During the whole liver shunt ordeal I did a lot of reading on the Yorkie shunt forums and they advocate keeping dogs on the low purine diet indefinitely as a precaution despite the fact that most vets say a dog with a correctly repaired shunt can go back to a normal diet. They say most vets don't really know nutrition and they have kept their dogs from having symptoms on the modified diet. 

I'm really torn here because a low purine diet doesn't offer optimal nutrition because it excludes red meat, oily fish and organ meats but I am also terrified of doing anything that risks Axle having any further problems as he's already gone through so much.

He's off the Hills prescription liver diet but I'm just giving him a good kibble made of white fish (Earthborne Coastal Catch) and some cooked chicken or egg as that was what the vet let me give him post surgery. I will get the Earthborne chicken based kibble next time to give a bit of variety. I'm worried this is not a very varied diet compared to what he was on prior to his surgery which was ZP lamb or venison and fish as a topper to raw chicken, pork or turkey and then some egg or salmon about once a week as a treat.

Am I being too much of a worrier? The rational part of my brain says if the test says the shunt is fixed then he should be fine on normal food but I'm just scared that giving him normal food will hurt him.

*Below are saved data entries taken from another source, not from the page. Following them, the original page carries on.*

PR #415, opened 2016-09-15
eqc documentation matching template (version 3)

julien2512:
Here is the third version, matching the template proposal.

As I got a better understanding of proj4 implementation, I think there might be a mistake in eqc implementation.

In the description of wikipedia, nor wolfram, there is only one parameter \phi_ts. Evenden do not use any.
But in proj4, we got two : \phi_ts and \phi_0.

That's why I tryed to document it on this pull request.
Although, I can't find how this value is valuated in proj4, and I find no documentation (wikipedia, evenden, wolfram, epsg) talking about a parameter phi_0 different than phi_ts.

May be phi_0 value is simply always 0 in proj4, and just leave in the code as a reminder ?

### DIFF
--- a/docs/source/projections/eqc.rst
+++ b/docs/source/projections/eqc.rst
@@ -1,10 +1,10 @@
 .. _eqc:
 
 ********************************************************************************
-Equidistant Cylindrical (Plate Caree)
+Equidistant Cylindrical (Plate Carrée)
 ********************************************************************************
 
-The simplist of all projections. Standard parallels (0° when omitted) may be specified that determine latitude of true scale (k=h=1).
+The simplest of all projections. Standard parallels (0° when omitted) may be specified that determine latitude of true scale (k=h=1).
 
 +---------------------+----------------------------------------------------------+
 | **Classification**  | Conformal cylindrical                                    |
@@ -13,18 +13,18 @@ The simplist of all projections. Standard parallels (0° when omitted) may be sp
 +---------------------+----------------------------------------------------------+
 | **Defined area**    | Global, but best used near the equator                   |
 +---------------------+----------------------------------------------------------+
-| **Implemented by**  | Marinus of Tyre                                          |
+| **Implemented by**  | Gerald I. Evenden                                        |
 +---------------------+----------------------------------------------------------+
 | **Options**                                                                    |
 +---------------------+----------------------------------------------------------+
 | `+lat_ts`           | Latitude of true scale. Defaults to 0.0                  |
 +---------------------+----------------------------------------------------------+
-| `+lat_0`            | Center of the map                                        |
+| `+lat_0`            | Center of the map : latitude of origin                   |
 +---------------------+----------------------------------------------------------+
 
 .. image:: ./images/eqc.png
    :scale: 50%
-   :alt:   Equidistant Cylindrical (Plate Caree)  
+   :alt:   Equidistant Cylindrical (Plate Carrée)  
 
 Usage
 ########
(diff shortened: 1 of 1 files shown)


docs/source/projections/eqc.rst
```diff
@@ -4,7 +4,95 @@
 Equidistant Cylindrical (Plate Caree)
 ********************************************************************************
 
+The simplist of all projections. Standard parallels (0° when omitted) may be specified that determine latitude of true scale (k=h=1).
```
QuLogic: simplest

docs/source/projections/eqc.rst
```diff
@@ -4,7 +4,95 @@
...
+| **Options**                                                                    |
++---------------------+----------------------------------------------------------+
+| `+lat_ts`           | Latitude of true scale. Defaults to 0.0                  |
++---------------------+----------------------------------------------------------+
+| `+lat_0`            | Center of the map                                        |
++---------------------+----------------------------------------------------------+
+
 .. image:: ./images/eqc.png
    :scale: 50%
    :alt:   Equidistant Cylindrical (Plate Caree)
```
QuLogic: Carree, or even more correct, Carrée, especially because that's used later.

docs/source/projections/eqc.rst
```diff
@@ -4,7 +4,95 @@
...
+########
+
+Because of the distortions introduced by this projection, it has little use in navigation or cadastral mapping and finds its main use in thematic mapping. In particular, the plate carrée has become a standard for global raster datasets, such as Celestia and NASA World Wind, because of the particularly simple relationship between the position of an image pixel on the map and its corresponding geographic location on Earth.
+
+The following table gives special cases of the cylindrical equidistant projection. 
+
++---------------------------------------------------------+--------------------------+
+| Projection Name                                         | (lat ts=) :math:`\phi_0` |
++---------------------------------------------------------+--------------------------+
+| Plain/Plane Chart                                       | 0◦                       |
```
QuLogic: This is the "White Bullet" symbol, not the degree sign, cf. ◦ vs. °.

docs/source/projections/eqc.rst
```diff
@@ -4,7 +4,95 @@
...
++---------------------------------------------------------+--------------------------+
+| Simple Cylindrical                                      | 0◦                       |
++---------------------------------------------------------+--------------------------+
+| Plate Carrée                                            | 0◦                       |
++---------------------------------------------------------+--------------------------+
+| Ronald Miller—minimum overall scale distortion          | 37°30'                   |
```
QuLogic: The "apostrophe" should be a "prime", cf. ' vs. ′ (though I can't really see a difference with my default font here, so it's rather minor, and probably not a big deal.)

docs/source/projections/eqc.rst
```diff
@@ -4,7 +4,95 @@
 Equidistant Cylindrical (Plate Caree)
```
QuLogic: Carree or Carrée

QuLogic (changes requested):
Mostly minor tweaks to stuff.

docs/source/projections/eqc.rst
```diff
@@ -4,7 +4,95 @@
...
+Example using latitude of true scale::
+
+    $ echo 2 1 | proj +proj=eqc +a=6400000 +lat_1=0.5 +lat_2=2
+    223402.14       111701.07
+
+Mathematical definition
+#######################
+
+The formulas describing the Equidistant Cylindrical projection are all taken from proj4 sources.
+
```
kbevers, line 74: This section would be more clear if some of the variables are defined here. Like phi_ts is the latitude of true scale and can be set with +lat_ts.

kbevers (changes requested):
Good work @julien2512. Thanks for doing this.

I've pointed out a few things I'd like to see adressed before I merge this. On top of this I think that @QuLogic has some valid points as well. 

Regarding the phi_0 variable. It is the latitude of origin and can be set with +lat_0.

docs/source/projections/eqc.rst
```diff
@@ -4,7 +4,95 @@
...
+The simplist of all projections. Standard parallels (0° when omitted) may be specified that determine latitude of true scale (k=h=1).
+
++---------------------+----------------------------------------------------------+
+| **Classification**  | Conformal cylindrical                                    |
++---------------------+----------------------------------------------------------+
+| **Available forms** | Forward and inverse                                      |
++---------------------+----------------------------------------------------------+
+| **Defined area**    | Global, but best used near the equator                   |
++---------------------+----------------------------------------------------------+
+| **Implemented by**  | Marinus of Tyre                                          |
```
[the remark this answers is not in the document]
julien2512: done.

docs/source/projections/eqc.rst
```diff
@@ -4,7 +4,95 @@
...
+| Ronald Miller Equirectagular                            | 50◦30'                   |
++---------------------------------------------------------+--------------------------+
+| E.Gradarend and A. Niermann minimum linear distortion   | 61°7'                    |
++---------------------------------------------------------+--------------------------+
+
+
+Example using latitude of true scale::
+
+    $ echo 2 1 | proj +proj=eqc +a=6400000 +lat_1=0.5 +lat_2=2
+    223402.14       111701.07
```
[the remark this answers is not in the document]
julien2512: Alright.

docs/source/projections/eqc.rst
julien2512: Really ? I hope parsers will recognise both.
done.

docs/source/projections/eqc.rst
julien2512: It was from the old doc !
done.

docs/source/projections/eqc.rst
julien2512: Even better !
done.

docs/source/projections/eqc.rst
julien2512: There is a point here. The plate carrée is just one case of equidistant cylindrical, isn't it ? So why using it on the title ...

done.

docs/source/projections/eqc.rst
julien2512: done

julien2512:
@kbevers 

> Regarding the phi_0 variable. It is the latitude of origin and can be set with +lat_0.

Can you help me to know where the lat_0 is taking a value in proj4 ? It can make me ask many less questions !

kbevers:
> Can you help me to know where the lat_0 is taking a value in proj4 ? It can make me ask many less questions !

Sure. It's done when calling pj_init. So when you initialize a projection.

julien2512:
Thank you, I found :
`PIN->phi0 = pj_param(ctx, start, "rlat_0").f;`

julien2512:
@QuLogic thank you for your help.

docs/source/projections/eqc.rst
julien2512: I tryed something with the parameters.
You may have a look on it ?
I feel it is important to evaluate the quality before stepping to an other projection doc.

docs/source/projections/eqc.rst
```diff
@@ -71,8 +71,10 @@ Mathematical definition
 #######################
 
 The formulas describing the Equidistant Cylindrical projection are all taken from proj4 sources.
-:math:`lat_ts` is the latitude of true scale, that mean the standard parallels where the scale of the projection is true.
-:math:`lat_0` is the latitude of origin that match the center of the map.
+
+:math:`phi_{ts}` is the latitude of true scale, that mean the standard parallels where the scale of the projection is true. It can be set with "lat_ts".
```
kbevers, line 75: I think there's a backslash missing here.  Same for the line below.

julien2512:
This is working for me without backslashes. Is there a better way to format
these lines ?

Le 16 sept. 2016 23:27, "Kristian Evers" notifications@github.com a
écrit :

kbevers:
Really? Do you build the docs with sphinx?

julien2512:
Of course ! 
Eventhough, I am open to your proposal.

kbevers:
Great. I'll merge your PR once you change it.

kbevers:
Thanks for writing this, Julien. It is very much appreciated!

julien2512:
Let's start other ones !

julien2512:
It will be Cassini.

Andre-J:
There is a bug in the example: 
Example using Plate Carrée projection with true scale at latitude 30° and central meridian 90°W:
$ echo -88 30 | proj +proj=eqc +lat_ts=30 +lat_0=90w

Central meridian should be lon_0, which is not included in the formulas, but changing values for lon_0 different from zero resolves to different results. Seems that Proj can do more than Snyder wrote in his formulas. Maybe this should be pointed out on the manpage.

kbevers:
Good catch. Indeed it should be `+lon_0`. Fixed in https://github.com/OSGeo/proj.4/commit/89af2753651f8c21eae9df631a71c0a3b03bcc3b

> Seems that Proj can do more than Snyder wrote in his formulas. Maybe this should be pointed out on the manpage.

The `+lon_0` adjust the longitude before it reaches the projection fwd/inv functions, as seen here: https://github.com/OSGeo/proj.4/blob/84c2fed374da46ba0ca3cae1125350b1aa3f73fd/src/pj_fwd.c#L86

I agree that this should be documented better. It's on my list for the next large overhaul of the docs.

Does anyone have any experience with a dog that has had a shunt repaired? Do you think a diet long term with no red meat or organ meat will harm him? He's my baby and he's been through a lot so I need to find the lesser of two evils here because I'm planning on him being around to enjoy a long, happy and healthy life with me.


----------



## Huly (Mar 5, 2012)

If I was you I would slowly add little things to his diet to see how he reacts and see how you react. Maybe instead of beef use Bison for red meat. Make beef or bison, fish, ZP, etc a treat or food topper just where he gets a little of the nutrional benefit without shocking his system or your emotions. As you see how he does and as you feel comfortable maybe add a little more but I would not go back to his old diet I would try to keep it a little stricter just to make sure he never has this situation again. Try to find a middle ground. I would also ask Brody's Mom to get her take esp with the raw aspect. Just remember no one knows Axle like you do (not the vet etc) so trust your instinct. I am so glad he is doing better!


----------



## lulu'smom (Jan 4, 2012)

Oh Sarah! I almost cried when I read this because I soooo know what you're going through!! Lulu's hepatitis cannot COMPARE with what Axel went through, and I would not even suggest that, but I have agonized over a low purine diet, and how to do it without resorting to 1 quality kibble (which is impossible by the average standards quality kibble is rated--amount of protein). Lulu was eating 2 meals a day of ZP venison when she developed hepatitis, so was Gidget (except Gidget ate lamb). Gidget did not get sick. I really don't know if it was the food or not. I understand their two situations are apples and oranges, I'm just saying I understand the amount of time you have put in to education on the subject and the frustration concerning a long-term diet that can offer you peace of mind when docs say, "It's OK to eat the regular diet, but you say to yourself what if it's not and I should err on the side of caution with something so precious in my life." I have a chart of high, moderate, & low purine foods. I will see if I can figure out how to post it (I'm not good with the computer.lol) I have lived by that chart. Lulu has had a lot of egg. It is very hard to cook for her and I don't work, but do have my grandson a lot. I can only imagine what it would be like if I worked. Lulu has put on 2 pounds with all my trying different things we are trying to get that off now. I worried was her portion enough--apparently so. Haha. Anyway, sorry for the long post, I just wanted you to know Axel has always meant so much to me, and I really feel like I know first hand how you feel!


----------



## OzChi (Oct 26, 2011)

Thanks for the kind words Christie and Tina!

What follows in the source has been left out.